→ **Work instruction**
Return, from the material below, each line in which "different" occurs.

Data for the task below:

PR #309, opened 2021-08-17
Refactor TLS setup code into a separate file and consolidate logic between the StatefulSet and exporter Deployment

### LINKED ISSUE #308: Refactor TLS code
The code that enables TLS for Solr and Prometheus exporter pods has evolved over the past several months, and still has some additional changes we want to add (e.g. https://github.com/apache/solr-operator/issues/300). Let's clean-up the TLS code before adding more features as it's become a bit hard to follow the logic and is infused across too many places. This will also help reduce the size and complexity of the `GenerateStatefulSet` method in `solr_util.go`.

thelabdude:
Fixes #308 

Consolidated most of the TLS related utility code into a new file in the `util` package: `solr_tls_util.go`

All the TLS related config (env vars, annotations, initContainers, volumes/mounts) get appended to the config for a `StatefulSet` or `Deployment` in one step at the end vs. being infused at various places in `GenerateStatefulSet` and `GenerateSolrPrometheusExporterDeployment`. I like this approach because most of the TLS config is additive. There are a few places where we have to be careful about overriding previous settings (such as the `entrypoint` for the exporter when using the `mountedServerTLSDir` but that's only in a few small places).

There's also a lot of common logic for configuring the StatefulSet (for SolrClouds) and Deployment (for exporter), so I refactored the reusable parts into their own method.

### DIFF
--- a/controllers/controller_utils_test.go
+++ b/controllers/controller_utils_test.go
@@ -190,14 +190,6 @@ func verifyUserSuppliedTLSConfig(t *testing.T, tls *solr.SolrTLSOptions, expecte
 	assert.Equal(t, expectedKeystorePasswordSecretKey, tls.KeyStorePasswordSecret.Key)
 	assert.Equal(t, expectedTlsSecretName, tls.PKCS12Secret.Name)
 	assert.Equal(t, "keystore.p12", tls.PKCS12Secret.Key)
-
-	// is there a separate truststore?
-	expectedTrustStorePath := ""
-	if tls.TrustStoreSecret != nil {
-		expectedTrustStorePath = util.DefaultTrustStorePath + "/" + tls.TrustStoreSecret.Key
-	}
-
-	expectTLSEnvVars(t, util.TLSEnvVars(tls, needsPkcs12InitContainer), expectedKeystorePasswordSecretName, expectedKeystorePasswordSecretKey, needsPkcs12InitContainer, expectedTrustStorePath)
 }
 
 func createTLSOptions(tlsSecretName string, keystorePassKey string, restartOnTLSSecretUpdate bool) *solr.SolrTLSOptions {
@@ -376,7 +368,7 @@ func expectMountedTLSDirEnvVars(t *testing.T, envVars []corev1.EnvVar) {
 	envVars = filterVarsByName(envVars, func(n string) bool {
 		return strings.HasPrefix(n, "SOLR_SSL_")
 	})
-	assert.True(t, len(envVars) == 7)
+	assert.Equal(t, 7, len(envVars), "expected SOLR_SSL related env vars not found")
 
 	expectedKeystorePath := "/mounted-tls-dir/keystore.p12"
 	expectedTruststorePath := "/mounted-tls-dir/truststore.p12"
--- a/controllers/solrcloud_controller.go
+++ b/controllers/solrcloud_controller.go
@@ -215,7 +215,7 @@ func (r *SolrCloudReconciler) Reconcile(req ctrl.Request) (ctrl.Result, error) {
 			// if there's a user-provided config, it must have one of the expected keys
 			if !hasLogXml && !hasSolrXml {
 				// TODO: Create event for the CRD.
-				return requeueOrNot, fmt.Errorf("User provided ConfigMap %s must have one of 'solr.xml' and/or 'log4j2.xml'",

End of Data for the task.
Data for the task below:

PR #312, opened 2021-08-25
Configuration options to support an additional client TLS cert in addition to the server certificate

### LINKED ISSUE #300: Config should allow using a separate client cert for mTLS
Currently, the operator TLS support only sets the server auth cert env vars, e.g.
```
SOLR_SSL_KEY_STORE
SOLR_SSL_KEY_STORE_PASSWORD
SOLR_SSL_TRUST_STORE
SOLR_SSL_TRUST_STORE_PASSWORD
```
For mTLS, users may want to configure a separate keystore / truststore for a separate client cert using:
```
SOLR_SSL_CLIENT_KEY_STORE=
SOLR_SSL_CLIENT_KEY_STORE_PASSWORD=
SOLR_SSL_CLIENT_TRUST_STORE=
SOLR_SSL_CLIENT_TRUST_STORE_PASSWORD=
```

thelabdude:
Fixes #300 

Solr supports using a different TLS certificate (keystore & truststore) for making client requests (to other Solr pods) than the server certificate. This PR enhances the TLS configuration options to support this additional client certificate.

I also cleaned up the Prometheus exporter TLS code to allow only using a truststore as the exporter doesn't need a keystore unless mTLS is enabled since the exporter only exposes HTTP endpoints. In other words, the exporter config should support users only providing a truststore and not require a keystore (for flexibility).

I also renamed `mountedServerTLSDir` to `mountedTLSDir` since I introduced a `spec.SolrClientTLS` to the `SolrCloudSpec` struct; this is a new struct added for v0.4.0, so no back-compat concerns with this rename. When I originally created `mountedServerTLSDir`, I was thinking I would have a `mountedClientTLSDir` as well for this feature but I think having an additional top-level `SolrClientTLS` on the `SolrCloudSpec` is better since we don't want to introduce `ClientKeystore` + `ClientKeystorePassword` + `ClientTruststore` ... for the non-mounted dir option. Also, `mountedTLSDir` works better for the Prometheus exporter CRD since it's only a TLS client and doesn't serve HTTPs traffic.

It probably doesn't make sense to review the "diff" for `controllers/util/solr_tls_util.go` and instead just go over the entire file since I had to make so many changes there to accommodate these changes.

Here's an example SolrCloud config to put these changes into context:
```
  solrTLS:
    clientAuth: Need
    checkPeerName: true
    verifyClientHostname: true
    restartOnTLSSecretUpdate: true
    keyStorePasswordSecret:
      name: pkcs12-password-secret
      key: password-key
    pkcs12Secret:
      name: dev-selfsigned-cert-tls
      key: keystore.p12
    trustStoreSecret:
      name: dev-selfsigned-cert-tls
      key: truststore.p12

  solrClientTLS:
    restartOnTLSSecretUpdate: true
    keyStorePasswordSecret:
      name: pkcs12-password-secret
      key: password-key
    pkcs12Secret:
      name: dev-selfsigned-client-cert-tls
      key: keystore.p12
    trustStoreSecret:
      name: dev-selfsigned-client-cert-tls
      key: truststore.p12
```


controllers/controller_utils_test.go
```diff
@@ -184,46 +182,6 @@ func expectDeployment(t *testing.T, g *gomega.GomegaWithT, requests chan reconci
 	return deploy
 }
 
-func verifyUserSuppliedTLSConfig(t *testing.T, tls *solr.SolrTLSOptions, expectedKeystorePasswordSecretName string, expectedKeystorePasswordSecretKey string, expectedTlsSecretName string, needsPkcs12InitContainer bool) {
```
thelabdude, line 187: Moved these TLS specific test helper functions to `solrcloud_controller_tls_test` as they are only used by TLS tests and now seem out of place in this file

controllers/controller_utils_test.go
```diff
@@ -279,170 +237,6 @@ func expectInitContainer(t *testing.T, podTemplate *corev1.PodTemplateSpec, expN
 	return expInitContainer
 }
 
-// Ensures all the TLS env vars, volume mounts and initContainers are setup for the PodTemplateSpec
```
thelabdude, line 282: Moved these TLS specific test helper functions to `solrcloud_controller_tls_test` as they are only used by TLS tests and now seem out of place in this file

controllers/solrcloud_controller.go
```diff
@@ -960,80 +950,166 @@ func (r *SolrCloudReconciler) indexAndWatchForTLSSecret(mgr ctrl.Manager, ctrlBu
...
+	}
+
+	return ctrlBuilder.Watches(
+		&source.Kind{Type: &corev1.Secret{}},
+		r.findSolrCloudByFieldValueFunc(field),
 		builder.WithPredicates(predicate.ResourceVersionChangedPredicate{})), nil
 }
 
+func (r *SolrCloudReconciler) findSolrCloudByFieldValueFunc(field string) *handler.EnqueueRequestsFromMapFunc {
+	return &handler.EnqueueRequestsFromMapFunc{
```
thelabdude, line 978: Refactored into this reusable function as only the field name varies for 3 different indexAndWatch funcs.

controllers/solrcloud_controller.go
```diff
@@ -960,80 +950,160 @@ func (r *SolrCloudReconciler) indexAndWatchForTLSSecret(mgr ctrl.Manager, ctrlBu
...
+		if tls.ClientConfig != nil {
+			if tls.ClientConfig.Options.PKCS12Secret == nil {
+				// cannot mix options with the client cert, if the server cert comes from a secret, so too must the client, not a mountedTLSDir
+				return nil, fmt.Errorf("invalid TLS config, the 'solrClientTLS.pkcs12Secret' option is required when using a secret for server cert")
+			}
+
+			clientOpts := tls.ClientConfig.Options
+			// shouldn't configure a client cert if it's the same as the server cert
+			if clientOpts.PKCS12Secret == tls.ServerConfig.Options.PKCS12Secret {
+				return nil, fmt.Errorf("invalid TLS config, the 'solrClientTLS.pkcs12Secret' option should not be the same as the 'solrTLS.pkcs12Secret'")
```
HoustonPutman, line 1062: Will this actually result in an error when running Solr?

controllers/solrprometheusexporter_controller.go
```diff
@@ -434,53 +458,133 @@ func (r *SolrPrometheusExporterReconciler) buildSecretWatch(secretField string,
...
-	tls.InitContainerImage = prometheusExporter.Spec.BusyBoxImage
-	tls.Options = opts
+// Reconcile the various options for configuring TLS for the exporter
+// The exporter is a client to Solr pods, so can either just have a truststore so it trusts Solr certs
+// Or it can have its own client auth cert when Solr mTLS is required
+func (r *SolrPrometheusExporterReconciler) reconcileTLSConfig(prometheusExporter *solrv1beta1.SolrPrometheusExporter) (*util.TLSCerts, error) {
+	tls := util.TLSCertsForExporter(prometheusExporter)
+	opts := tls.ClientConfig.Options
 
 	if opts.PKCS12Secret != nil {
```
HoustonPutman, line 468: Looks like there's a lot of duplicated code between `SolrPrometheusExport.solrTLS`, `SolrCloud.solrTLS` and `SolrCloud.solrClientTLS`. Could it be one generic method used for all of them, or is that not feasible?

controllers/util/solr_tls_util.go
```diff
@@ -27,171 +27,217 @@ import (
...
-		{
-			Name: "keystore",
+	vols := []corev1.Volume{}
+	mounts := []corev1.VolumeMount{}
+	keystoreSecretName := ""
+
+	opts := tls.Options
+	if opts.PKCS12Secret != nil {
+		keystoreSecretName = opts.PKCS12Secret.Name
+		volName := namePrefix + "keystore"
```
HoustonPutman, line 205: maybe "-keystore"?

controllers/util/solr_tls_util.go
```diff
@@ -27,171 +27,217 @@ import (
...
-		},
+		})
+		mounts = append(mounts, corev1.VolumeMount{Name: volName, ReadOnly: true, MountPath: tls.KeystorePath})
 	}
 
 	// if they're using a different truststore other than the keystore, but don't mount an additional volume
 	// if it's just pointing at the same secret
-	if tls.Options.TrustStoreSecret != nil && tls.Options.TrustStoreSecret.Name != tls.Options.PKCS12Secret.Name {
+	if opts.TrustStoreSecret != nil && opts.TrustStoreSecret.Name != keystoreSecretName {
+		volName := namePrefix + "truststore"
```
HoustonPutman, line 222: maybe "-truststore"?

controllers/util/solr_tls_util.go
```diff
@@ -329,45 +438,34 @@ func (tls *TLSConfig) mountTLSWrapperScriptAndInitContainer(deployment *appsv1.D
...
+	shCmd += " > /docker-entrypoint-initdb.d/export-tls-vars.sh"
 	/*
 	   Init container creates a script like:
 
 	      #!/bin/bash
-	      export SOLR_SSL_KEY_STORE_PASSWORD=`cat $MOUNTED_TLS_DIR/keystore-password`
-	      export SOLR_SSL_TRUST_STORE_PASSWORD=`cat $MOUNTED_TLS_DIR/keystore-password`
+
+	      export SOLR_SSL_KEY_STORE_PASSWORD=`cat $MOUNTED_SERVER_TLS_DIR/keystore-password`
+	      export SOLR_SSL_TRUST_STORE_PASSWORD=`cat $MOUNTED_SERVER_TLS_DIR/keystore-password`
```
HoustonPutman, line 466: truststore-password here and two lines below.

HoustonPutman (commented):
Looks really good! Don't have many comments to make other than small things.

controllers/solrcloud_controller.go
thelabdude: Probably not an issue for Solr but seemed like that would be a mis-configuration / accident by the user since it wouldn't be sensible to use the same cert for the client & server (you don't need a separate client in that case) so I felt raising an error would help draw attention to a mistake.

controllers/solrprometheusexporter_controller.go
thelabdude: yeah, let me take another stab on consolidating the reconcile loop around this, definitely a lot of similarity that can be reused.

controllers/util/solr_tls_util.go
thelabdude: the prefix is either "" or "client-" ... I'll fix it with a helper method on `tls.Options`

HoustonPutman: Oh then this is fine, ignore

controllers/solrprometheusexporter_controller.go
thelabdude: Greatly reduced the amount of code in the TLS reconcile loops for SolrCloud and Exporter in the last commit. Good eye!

End of Data for the task.
Data for the task below:

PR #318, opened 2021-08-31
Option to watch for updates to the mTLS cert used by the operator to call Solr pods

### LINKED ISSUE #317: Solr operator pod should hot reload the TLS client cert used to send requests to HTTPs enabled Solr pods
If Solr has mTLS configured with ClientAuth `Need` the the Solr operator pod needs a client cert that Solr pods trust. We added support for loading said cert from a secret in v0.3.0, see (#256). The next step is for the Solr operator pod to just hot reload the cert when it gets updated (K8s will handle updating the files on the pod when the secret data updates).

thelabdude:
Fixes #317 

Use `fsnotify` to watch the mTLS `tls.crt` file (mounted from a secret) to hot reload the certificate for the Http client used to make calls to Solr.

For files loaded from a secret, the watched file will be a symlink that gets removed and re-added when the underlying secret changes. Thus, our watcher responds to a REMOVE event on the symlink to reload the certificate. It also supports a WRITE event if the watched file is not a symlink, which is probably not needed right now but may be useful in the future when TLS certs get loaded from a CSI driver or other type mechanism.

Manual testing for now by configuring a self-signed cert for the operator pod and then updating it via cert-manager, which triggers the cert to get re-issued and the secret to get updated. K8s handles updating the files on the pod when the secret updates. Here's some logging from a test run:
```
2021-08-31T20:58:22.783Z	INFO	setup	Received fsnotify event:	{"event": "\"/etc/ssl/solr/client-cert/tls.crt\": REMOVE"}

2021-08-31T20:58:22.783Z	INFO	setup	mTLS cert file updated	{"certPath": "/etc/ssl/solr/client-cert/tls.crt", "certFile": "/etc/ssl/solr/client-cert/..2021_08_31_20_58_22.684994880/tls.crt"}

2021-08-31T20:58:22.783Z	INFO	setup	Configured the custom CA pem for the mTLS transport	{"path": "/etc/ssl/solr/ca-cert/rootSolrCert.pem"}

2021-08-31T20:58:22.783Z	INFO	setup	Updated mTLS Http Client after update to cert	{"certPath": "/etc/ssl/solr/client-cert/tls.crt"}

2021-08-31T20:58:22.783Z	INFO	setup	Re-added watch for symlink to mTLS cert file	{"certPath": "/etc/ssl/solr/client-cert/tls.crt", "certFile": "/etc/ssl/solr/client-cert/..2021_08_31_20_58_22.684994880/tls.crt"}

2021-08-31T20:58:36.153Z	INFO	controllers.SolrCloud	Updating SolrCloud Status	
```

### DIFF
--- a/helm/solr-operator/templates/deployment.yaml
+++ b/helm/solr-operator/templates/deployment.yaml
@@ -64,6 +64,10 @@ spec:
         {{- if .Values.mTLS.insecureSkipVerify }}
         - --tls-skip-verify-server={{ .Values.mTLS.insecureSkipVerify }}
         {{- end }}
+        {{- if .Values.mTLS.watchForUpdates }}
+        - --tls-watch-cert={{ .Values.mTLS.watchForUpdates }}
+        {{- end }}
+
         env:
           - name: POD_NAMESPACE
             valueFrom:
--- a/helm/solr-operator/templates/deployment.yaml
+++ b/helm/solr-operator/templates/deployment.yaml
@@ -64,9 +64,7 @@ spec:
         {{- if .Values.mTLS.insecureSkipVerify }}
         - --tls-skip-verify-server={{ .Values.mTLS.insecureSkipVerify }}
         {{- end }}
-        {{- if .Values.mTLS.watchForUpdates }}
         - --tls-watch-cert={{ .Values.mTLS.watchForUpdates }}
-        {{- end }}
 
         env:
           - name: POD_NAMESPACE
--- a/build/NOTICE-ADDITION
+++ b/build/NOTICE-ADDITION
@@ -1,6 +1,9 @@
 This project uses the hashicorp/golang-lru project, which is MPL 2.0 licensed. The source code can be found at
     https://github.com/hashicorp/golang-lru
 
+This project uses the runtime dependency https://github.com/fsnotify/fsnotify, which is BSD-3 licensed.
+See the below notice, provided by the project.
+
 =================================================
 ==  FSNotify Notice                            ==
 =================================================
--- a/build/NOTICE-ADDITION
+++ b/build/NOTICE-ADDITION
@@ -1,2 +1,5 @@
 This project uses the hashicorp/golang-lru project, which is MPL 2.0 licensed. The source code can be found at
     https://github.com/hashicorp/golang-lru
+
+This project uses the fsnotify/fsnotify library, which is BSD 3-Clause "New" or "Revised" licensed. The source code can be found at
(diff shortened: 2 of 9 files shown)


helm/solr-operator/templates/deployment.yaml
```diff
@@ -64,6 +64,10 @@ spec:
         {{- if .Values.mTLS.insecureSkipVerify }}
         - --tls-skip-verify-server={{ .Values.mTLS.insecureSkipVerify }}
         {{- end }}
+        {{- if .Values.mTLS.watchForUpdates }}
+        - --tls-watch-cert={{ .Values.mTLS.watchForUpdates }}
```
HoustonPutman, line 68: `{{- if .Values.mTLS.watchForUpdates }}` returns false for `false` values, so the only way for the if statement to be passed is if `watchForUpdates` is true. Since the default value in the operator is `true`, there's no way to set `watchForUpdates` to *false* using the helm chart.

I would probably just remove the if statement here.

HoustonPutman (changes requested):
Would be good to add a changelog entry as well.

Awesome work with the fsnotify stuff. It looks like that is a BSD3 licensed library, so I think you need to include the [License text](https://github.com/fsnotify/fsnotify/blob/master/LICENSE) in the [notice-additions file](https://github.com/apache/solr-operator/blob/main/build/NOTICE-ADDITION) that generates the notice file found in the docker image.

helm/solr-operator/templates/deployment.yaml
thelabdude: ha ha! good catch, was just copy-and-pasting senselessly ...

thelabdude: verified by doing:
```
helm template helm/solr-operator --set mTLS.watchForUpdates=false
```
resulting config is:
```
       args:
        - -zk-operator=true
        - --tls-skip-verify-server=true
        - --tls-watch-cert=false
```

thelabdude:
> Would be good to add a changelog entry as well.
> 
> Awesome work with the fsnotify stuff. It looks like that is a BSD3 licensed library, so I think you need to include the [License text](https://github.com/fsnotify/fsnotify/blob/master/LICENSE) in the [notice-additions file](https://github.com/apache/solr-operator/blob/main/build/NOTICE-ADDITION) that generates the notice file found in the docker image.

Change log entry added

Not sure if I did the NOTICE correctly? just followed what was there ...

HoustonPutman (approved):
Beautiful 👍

End of Data for the task.

→ **Task response**
Solr supports using a different TLS certificate (keystore & truststore) for making client requests (to other Solr pods) than the server certificate. This PR enhances the TLS configuration options to support this additional client certificate.
thelabdude, line 978: Refactored into this reusable function as only the field name varies for 3 different indexAndWatch funcs.
 	// if they're using a different truststore other than the keystore, but don't mount an additional volume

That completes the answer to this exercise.